Error during the document retrieval or generation process: MongoServerError: PlanExecutor error during aggregation :: caused by :: Path 'userId' needs to be indexed as token
at Connection.sendCommand (/workspaces/Siki/backend/node_modules/mongodb/src/cmap/connection.ts:511:17)
at processTicksAndRejections (node:internal/process/task_queues:95:5)
at async Connection.command (/workspaces/Siki/backend/node_modules/mongodb/src/cmap/connection.ts:575:22)
at async Server.command (/workspaces/Siki/backend/node_modules/mongodb/src/sdam/server.ts:322:16)

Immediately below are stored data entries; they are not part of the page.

PR #2420, opened 2024-01-18
fix: Fix and use FSSpec dest check_connection

jakub-sandomierz-deepsense-ai:
FSSpec destination connectors did not use `check_connection`. There was an error when trying to `ls` destination directory - it may not exist at the moment of creation of connector.

Now `check_connection` calls `ls` on bucket root and this method is called on `initialize` of destination connector.


potter-potter:
Looks like this broke the dropbox.sh destination test. (was working in the main branch)
https://github.com/Unstructured-IO/unstructured/actions/runs/7571073407/job/20617893308#step:7:1366

jakub-sandomierz-deepsense-ai:
> Looks like this broke the dropbox.sh destination test. (was working in the main branch) https://github.com/Unstructured-IO/unstructured/actions/runs/7571073407/job/20617893308#step:7:1366 We should probably just give dropbox it's own version like azure.
> 
> Looks like azure (an fsspec connector) skips this. Which should be fine. S3 and GCS work with this change. At some point we should get the box destination connector working again.

Good point! I did not look there because the job has not failed (!!!). I saw customization for Dropbox path convention in other function/method, will try to fix it.

potter-potter (approved):
Looks good to me

PR #2423, opened 2024-01-18
fix: update flatten dict to support flattening tuples 

ahmetmeleq:
This PR updates flatten_dict function to support flattening tuples.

at async executeOperation (/workspaces/Siki/backend/node_modules/mongodb/src/operations/execute_operation.ts:181:12)
at async AggregationCursor._initialize (/workspaces/Siki/backend/node_modules/mongodb/src/cursor/aggregation_cursor.ts:71:22)
at async AggregationCursor.[kInit] (/workspaces/Siki/backend/node_modules/mongodb/src/cursor/abstract_cursor.ts:644:21)

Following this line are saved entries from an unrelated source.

PR #2425, opened 2024-01-18
fix: chroma destination connector serialization

ahmetmeleq:
This fixes the serialization of the ChromaDB destination connector. Presence of the _collection object breaks serialization due to TypeError: cannot pickle 'module' object. This removes that object before serialization.

### DIFF
--- a/unstructured/ingest/connector/chroma.py
+++ b/unstructured/ingest/connector/chroma.py
@@ -65,8 +65,8 @@ class ChromaDestinationConnector(BaseDestinationConnector):
     def to_dict(self, **kwargs):
         """
         The _collection variable in this dataclass breaks deepcopy due to:
-        TypeError: cannot pickle '_thread.lock' object
-        When serializing, remove it, meaning client data will need to be reinitialized
+        TypeError: cannot pickle 'module' object
+        When serializing, remove it, meaning collection data will need to be reinitialized
         when deserialized
         """
         self_cp = copy.copy(self)
--- a/unstructured/ingest/connector/chroma.py
+++ b/unstructured/ingest/connector/chroma.py
@@ -1,7 +1,9 @@
+import copy
 import typing as t
 import uuid
 from dataclasses import dataclass
 
+from unstructured.ingest.enhanced_dataclass.core import _asdict
 from unstructured.ingest.error import DestinationConnectionError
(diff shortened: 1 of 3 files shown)


unstructured/ingest/connector/chroma.py
```diff
@@ -60,6 +62,18 @@ def initialize(self):
     def check_connection(self):
         _ = self.chroma_collection
 
+    def to_dict(self, **kwargs):
+        """
+        The _collection variable in this dataclass breaks deepcopy due to:
+        TypeError: cannot pickle '_thread.lock' object
```
jasonbot, line 68: This comment looks copy pasted from the Postgres. Is it correct?

ahmetmeleq: It is false - fixing now

unstructured/ingest/connector/chroma.py
```diff
@@ -60,6 +62,18 @@ def initialize(self):
...
+        When serializing, remove it, meaning client data will need to be reinitialized
+        when deserialized
+        """
+        self_cp = copy.copy(self)
+        if hasattr(self_cp, "_collection"):
+            setattr(self_cp, "_collection", None)
```
jasonbot, line 74: Would it be safer to `delattr`? Though now that I think about it probably not.

unstructured/ingest/connector/chroma.py
ahmetmeleq: Addressed with [fix docstring](https://github.com/Unstructured-IO/unstructured/pull/2425/commits/d87d441bc27776005a44d83272c9eb2d4de56c2c), had missed those two lines

jasonbot (approved):
Looks fine as long as you’ve validated it. Test would be nice.

potter-potter (approved):
Looks good. Basically the same code we've had to add to most of the dest connectors.

unstructured/ingest/connector/chroma.py
ahmetmeleq: Since we have it in dataclass initialization as a `None` value, is `setattr` to `None` better?
https://github.com/Unstructured-IO/unstructured/blob/4a34765fdfc09ec47ebe84dbacf50e6257afa65e/unstructured/ingest/connector/chroma.py#L44-L48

at async next (/workspaces/Siki/backend/node_modules/mongodb/src/cursor/abstract_cursor.ts:717:7)
at async AggregationCursor.[Symbol.asyncIterator] (/workspaces/Siki/backend/node_modules/mongodb/src/cursor/abstract_cursor.ts:302:26)
at async AggregationCursor.toArray (/workspaces/Siki/backend/node_modules/mongodb/src/cursor/abstract_cursor.ts:438:22) {
ok: 0,
code: 8,
codeName: 'UnknownError',
'$clusterTime': {
clusterTime: new Timestamp({ t: 1713417868, i: 4 }),
signature: {
hash: Binary.createFromBase64('WUOtgKIQnk2CBY4KhQ86oggZnZo=', 0),
keyId: new Long('7314012942091943938')
}
},
operationTime: new Timestamp({ t: 1713417868, i: 4 }),
[Symbol(errorLabels)]: Set(0) {}
}
As a countermeasure, I created an AtlasSearch Index in the MongoDB Atlas UI as follows, but the result remains the same and the same error occurs.
{
"mappings": {
"dynamic": false,
"fields": {
"userId": {
"analyzer": "lucene.standard",
"type": "string"
}
}
},
"storedSource": {
"include": [
"userId"
]
}
}
import { ChatOpenAI } from "@langchain/openai";
import { MongoDBAtlasVectorSearch } from "@langchain/mongodb";
import { MongoClient } from "mongodb";
import { OpenAIEmbeddings } from "@langchain/openai";
import { ChatPromptTemplate } from "@langchain/core/prompts";
import { StringOutputParser } from "@langchain/core/output_parsers";
import { createStuffDocumentsChain } from "langchain/chains/combine_documents";
import { sleep } from "langchain/util/time";
import { SystemPrompt, contentPrompt } from "./promptUtils"
async function retrieverGeneration(userId: string, userMessage: string) {
let client;
try {
client = new MongoClient(process.env.MONGODB_URI || "");
await client.connect();
console.log("MongoDB connected successfully.");
} catch (error) {
console.error("Failed to connect to MongoDB:", error);
throw new Error("MongoDB connection failed.");
}
try {
const namespace = "Siki.pages";
const [dbName, collectionName] = namespace.split(".");
const collection = client.db(dbName).collection(collectionName);
// Check if the index already exists and create it if it does not
const indexExists = await collection.indexExists("userId_1");
if (!indexExists) {
await collection.createIndex({ "userId": 1 });
console.log("Index created on 'userId'");
}
const vectorStore = new MongoDBAtlasVectorSearch(new OpenAIEmbeddings({
openAIApiKey: process.env.OPENAI_API_KEY,
batchSize: 2048,
modelName: "text-embedding-3-small",
}), {
collection,
indexName: "vector_index",
textKey: "content",
embeddingKey: "vector",
});
const retriever = vectorStore.asRetriever({
k: 3,
searchType: "similarity",
filter: {
preFilter: {
userId: userId // Filtering by userId
}
}
});
await sleep(2000);
const prompt = ChatPromptTemplate.fromMessages([
["system", SystemPrompt],
["human", contentPrompt],
]);
const llm = new ChatOpenAI({ modelName: "gpt-4", temperature: 0, openAIApiKey: process.env.OPENAI_API_KEY });
const ragChain = await createStuffDocumentsChain({
llm,
prompt,
outputParser: new StringOutputParser(),
});
const retrievedDocs = await retriever.getRelevantDocuments(userMessage);
console.log("Documents retrieved:", retrievedDocs.length);
const response = await ragChain.invoke({
question: userMessage,
context: retrievedDocs,
});
console.log("Response generated:", response);
return response;
} catch (error) {
console.error("Error during the document retrieval or generation process:", error);
throw error;
} finally {
await client.close();
console.log("MongoDB connection closed.");
}
}
export { retrieverGeneration };
How can I use LangChain to filter data and then implement RAG?